Впрочем, в 1925 году взгляды молодого поэта на цели собственного творчества еще были довольно наивны и путаны. Свидетельство тому – набросок, относящийся к августу этого года:
Несколько лет, заполненных войной и революцией, заставили все население СССР думать лишь о том, чтобы остаться живым и сытым… С окончанием войны и революции это обжорное напряжение стало ослабевать, но ему взамен наступил материализм в самой резкой форме, как следствие революции. Он постепенно спускался все в более низкие классы, одновременно с этим искажаясь и прикрывая собой романтическую сторону жизни… В СССР завал вульгарным материализмом, стремящимся сковать вольные движения человека осмыслицы и лишить его отдыха. Мы, истинные художники, доктора общественного желудка, дадим вам слабительную жидицу в виде хляпа крышки романтизма…
В этом юношеском тексте интересен аналогизм “осмыслица” – антоним высокой поэтической “бессмыслицы”.
Девятого октября Хармс подал заявление о вступлении в Ленинградское отделение Союза поэтов, приложив тетрадь стихотворений. Как и всем вступающим в Союз, ему была предложена анкета. Ответы на нее демонстрируют не столько сознательную эксцентричность, сколько молодое легкомыслие и оторванность от социальной жизни того времени.

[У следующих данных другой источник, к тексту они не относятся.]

PR #88, opened 2025-04-25
Add support for clangd command-line arguments in configuration

HillLiu:
I make a quick PR to add clangd CLI custom arguments so that clangd can support remote indexing.

For example, see:
https://github.com/clangd/chrome-remote-index/blob/main/docs/index.md

Maybe it's not a good practice, but it's for reference.

### DIFF
--- a/scripts/mcp_server.py
+++ b/scripts/mcp_server.py
@@ -1,6 +1,4 @@
-from serena.mcp import create_mcp_server
-
-mcp = create_mcp_server()
+from serena.mcp import start_mcp_server
 
 if __name__ == "__main__":
-    mcp.run()
+    start_mcp_server()


MischaPanch:
Thanks! We can't do it this way, as it couples the multilspy code to Serena config specifics, and we want to merge back all improvements to multilspy.

I think what we need is a separate language server configuration support for all languages in multilspy. I'll think about how to best achieve this. 

Appreciate you PRs and the feedback!

HillLiu:
Hi @MischaPanch:

Could you also consider making _DEFAULT_MAX_ANSWER_LENGTH configurable?

https://github.com/oraios/serena/blob/main/src/serena/agent.py#L435

Issue #89, opened 2025-04-25
Support for different profiles


MischaPanch:
This issue will be used for comparing AI assistants.

## Problem Statement

In different scenarios the `SerenaAgent` will require different configurations (selected tools and prompts). For example, when started as an agent in something like Agno, the `InitialInstructionsTool` should be deactivated. In a planning mode, only the non-editing tools should be active, and some prompts should be adjusted. Some prompts and tool descriptions can be extended with examples (in context learning), and such examples should be both configurable by the user and dependent on the mode.

## Solution Structure

The serena-mcp-server commands will get two more options `--context <name_or_path_to_yaml>` and `--mode <name_or_path_to_yaml>`. Context and mode profiles are determined by yaml files, and Serena will include multiple of default ones that can be referenced by name. A user can use custom ones by defining new files and passing the paths to them insteaf of the names. Multiple modes can be passed, so one can do for example `--context desktop-chat-app --mode planning --mode interactive`.

The context and mode configurations will influence the system prompt as well as the tool selection. The context refers to the environment in which Serena is being used. For example, the context "within-ide-assistant" means that Serena is being used within something like Cline or Cursor, and should lead to disabling of tools related to non-symbolic file operations (read or write of whole files or sections, replacement of lines, the shell tool), since comparable tools are already available to the LLM inside the context anyway. The system prompt should be adjusted accordingly. The mode determines behavior of serena. For example, in planning mode only non-editing tools should be active, and the prompts should be adjusted to instruct Serena to not write code. In the `one-shot` mode, the system prompt should include instructions on finishing the task autonomously without focusing on explaining intermediate steps, while in the `interactive` mode, it should contain instructions on asking the user clarifying questions whenever needed, and generally provide informative results on intermediate steps.

Finally, no matter which tools end up being selected through context and mode, the configuration of excluded tools in `project.yml` will be prioritized.

## Technical Details

The system-prompt should become a template instead of a fixed string. The template will accept a string for the context and a list of strings for modes. The system prompt should continue being in the prompts.yaml, so you should make sure a template-string will be loaded from it.

It should be easy to programmatically discover which tools are active for a context, a mode, and an arbitrary context, list-of-modes configuration. When resolving conflicts between tool activations, the context should be prioritized. If a conflict arises in a list of modes (like one mode wanting to activate a tool while the other mode wanting to deactivate it), an error should be raised. When the server starts up, the logs should include a highlighted message about the selected context and mode and the final set of active tools.

[...]

PR #96, opened 2025-04-26
Claude desktop serena #89

MischaPanch:
```yaml

agent_name: ClaudeDesktopSerena
commit_at_start: f9cea02674a
serena_at_commit: f9cea02674a
acceptable: false
requirements_fulfilled: almost
one_shot: false
code_quality: poor
num_followup_prompts: 2
developer_frustration: high
cost: 0
comment: Essentially unusable due to poor editing tools, much worse than with Claude Code. 
  Instead of editing files, Claude went on to creating a lot of new modules and new classes.
  Created an overly complex initial solution. Editing failed in a dramatic fashion, tool use also often failed
  (find_symbol with something like `Foo.__init__`, which doesn't work), creating duplicated lines, inserted
  in the middle of a method, created "backup" files, started using `sed` for editing, the language server
  seems to have died a few times and was restarted, rarely understood to read lines before replacing them
  out of the box. `replace_symbol_body` failed very often.
conversations:
  - https://claude.ai/share/553ee4e6-4d93-4b4e-8498-fc05f14d8683
  - https://claude.ai/share/432d6bbc-1cc4-4755-9148-53024de09cef
  - https://claude.ai/share/67900e8f-0abb-44ee-b876-85e09bb2deb1
```

Lessons learned: apart from an urgently needed improvement in the editing tools, as well as better instructions for using the symbolic reading tools, following the conversations I now believe that the tendency of using mocks in tests comes from initially writing tests without mocks, then trying to make them pass at any cost.


MischaPanch:
You were solving the issue attached here. In the implementation you did multiple mistakes:

You should have modified the existing SerenaAgent instead of creating a new class
You also created various new modules which you should not have done. The issue is about extending existing modules and not writing a new mcp module, a new module for a tool, or a new module for an agent.
The test uses too much mocking. I don't want any mocking or monkeypatching. There is a valid serena_agent.config and you can create a temporary project.yaml for tests, otherwise you don't need to mock any tools or anything else. Just check that the existing things work as expected - so be more on the integration test side of things. I forbid you to do monkeypatching!
The prompt extensions in the profiles should be just a single string that is used in templating, no need for a list
Same for the mode, just a single string that is used in the system prompt
You adjusted the autogenerated file prompt_factory.py instead of adjusting the template from which it is created
Have a look at the last commit to see what you did and understand what I'm talking about. Remove all unnecessary new modules that you have written there and correct all the mistakes that I have outlined. Improve the tests. Continue working until the mistakes are fully resolved. Use the symbolic tools to perform minimal edits instead of rewriting whole files!

Issue #109, opened 2025-05-01
Support for all Unicode characters


shyraptor:
my project is often working with Czech characters like "ž", "š" etc., I'll try to create a PR soon

shyraptor:
@MischaPanch Can we close this, or do you want to make sure no such issue is yet to be resolved?

MischaPanch:
I'll check for all read/write operations again before closing

MischaPanch:
Done

PR #110, opened 2025-05-01
specified utf-8 encoding in symbol.py

shyraptor:
Hey, I added explicit utf-8 encoding to _edited_file() in symbol.py since it's been causing extensive problems. I believe it's been just overlooked, but if native encoding was intentional, be so kind to explain the reason :) #109


MischaPanch:
Thanks! We already fixed that in a bunch of places but not this one yet

opcode81:
This is not the ideal solution. The correct fix is to specify the encoding in the project configuration. We cannot just assume an encoding.

PR #117, opened 2025-05-16
Feature/add symbol end position

chknd1nner:
Enhancement to add the **ending line** of the symbol found to the output of the **find_symbol** tool.

This is an improvement because then the **read_file** tool can be called with the exact start and end lines.

Previously, I found Claude called **read_file** and **guessed** how many lines to read which potentially wastes tokens when it reads too many lines or reads too few and has to make a followup tool call to get the rest of the lines it missed.

This feature required the following changes:

1. Changes to src/serena/symbol.py

- Modified the Symbol.to_dict method to include end position information when the location parameter is True
- Added a conditional check to make sure body_end_position exists before trying to access it
- The end position is included in a new end_location field with the same structure as the existing location field

2. Changes to src/serena/agent.py

- Updated the docstring of the FindSymbolTool.apply method to document that the output now includes both start and end location information.
- Added a clear explanation of how this helps with accurate code range identification

3. Added Test Coverage

- Created a new test file test/serena/test_symbol.py with a test case that verifies the end position information is correctly included in the output
- The test mocks a symbol with known start and end positions and ensures both are present in the dictionary representation

### DIFF
--- a/.github/workflows/pytest.yml
+++ b/.github/workflows/pytest.yml
@@ -1,6 +1,10 @@
 name: Tests on CI
 
-on: [pull_request]
+on:
+  pull_request:
+  push:
+    branches:
+      - main
 
 concurrency:
   group: ci-${{ github.workflow }}-${{ github.ref }}


chknd1nner:
image

opcode81:
Trying to understand the problem you are solving: Why does Claude want to read the lines corresponding to a class in the first place? If Claude wants to read the implementation of a class, it can simply pass `include_body=True` to the `find_symbol` tool. This is by far the easiest way to achieve this (in a single tool call, no less). When I use Serena, Claude does this consistently.

Also, the diff for symbol.py is broken, unfortunately.

chknd1nner:
> If Claude wants to read the implementation of a class, it can simply pass `include_body=True`

That's a very good point! But the reality is in my experience Claude will (often) neglect this obvious method and insist on using find_symbol without the include_body property and then fall back on using the read_file tool in an inefficient manner since it doesn't know how many lines to read!

In any case, it's a definite QoL improvement. I see no reason the find_symbol tool **shouldn't** return the entire set of location details.

See the screenshot of a typical interaction below where it should have used include_body, but didn't.

image
Should have used include_body

image
Admits it just guessed the end line number. Fails to even acknowledge it could've used include_body!

chknd1nner:
Sorry about the diff on symbol.py. I am but a humble vibe coder. When I was making changes, serena introduced some bugs to the symbol.py file including a duplicate @property decorator and getting rid of the logging import near the top.

I had serena investigate and it found those issues and also some "indentation" issues. I had serena fix the problems and it seems like it re-wrote the entire symbol.py file with the fixes. This must have introduced some linting issues and hence git is unable to recognise where the original is the same as what I put into the commit.

As a beginner git and github user, I have no idea how to fix this. I'd love to learn though...

MischaPanch:
@chknd1nner if you fix the diff I'm happy to proceed with the review :). It's probably just line endings, could you make sure set the git config to not commit clrf line endings to the repo? Should be `git config --global core.autocrlf true` if you're on windows. We mentioned that in the readme.

Might be easier to start a new branch and just copy-paste your changes there, then the line endings will be handled properly after setting the config. You can then open a new PR and close this one

chknd1nner:
Sure! No problem. I'll fix it up when I get a chance and submit a new PR. Thanks for the tip.

PR #123, opened 2025-05-20
Add Symbol.body_end_position with safe handling and end_location to t…

chknd1nner:
Fixing the diff for symbol.py


chknd1nner:
Dang, it's still not working.

PR #727, opened 2021-01-03
Fig1112

Farnazmdi:


Farnazmdi:
@aarmey I saved figure 11 and 12 in ``lineage/figures/cartoons` as `fig11.svg` and `fig12.svg`, but tried to address it as `./lineage/figures/cartoons/figu11.svg` or `./output/fig11.svg` (while copying it to the output folder) but it doesn't show it. I looked at figure 2 which is purely a cartoon, but we are just calling it from the output folder and it appears. Could you please take a look at this?

genFigures.py
```diff
@@ -88,12 +88,12 @@
...
-    if sys.argv[1] == '11':
-        # Overlay Transition block
-        overlayCartoon(fdir + 'figure11.svg',
-                       f'{cartoon_dir}/lapatinib.svg', 930, 120, scalee=0.9)
-
-    if sys.argv[1] == '12':
-        # Overlay Transition block
-        overlayCartoon(fdir + 'figure12.svg',
-                       f'{cartoon_dir}/gemcitabine.svg', 930, 120, scalee=0.9)
+    # if sys.argv[1] == '11':
```
aarmey, line 91: @Farnazmdi I don't think you want to comment these out.

Farnazmdi: Oh.. I will revert it. Thanks.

Вопросы, которые структурировали реальность, были настолько от Хармса далеки, что он даже не считал нужным над ними задуматься.
Итак:
Фамилия, имя, отчество Даниил Иванович Ювачев-Хармс
Литературный псевдоним Нет, пишу Хармс
Все правильно. Хармс – не псевдоним, а новая фамилия, принятая не только для литературы, но и для жизни. Так Андрей Платонович Климентов категорически не согласился бы с теми, кто назвал бы фамилию Платонов псевдонимом.
Число, год и месяц рождения 1905 30 декабря
Национальность Русский
На эти два вопроса Хармс ответить смог, но следующий, столь же тривиальный для советских анкет (и в то время – несравнимо более важный), поставил его в тупик.
Социальное происхождение незнаю (так. – В. Ш.)
Довольно легкомысленная для двадцатых годов фраза: впрочем, приемную комиссию Союза поэтов социальное происхождение его членов интересовало, видимо, не так уж сильно.
Дальше:
Образование (домашнее, низшее, среднее, высшее, специальное, знание иностранных языков):
скоро будет высшее. Знаю немецкий и английский
Хармс еще верил, что закончит техникум, и полагал, что тот дает высшее образование. Но на дальнейшие вопросы он отвечает, как сомнамбула или как полуграмотный дошкольник.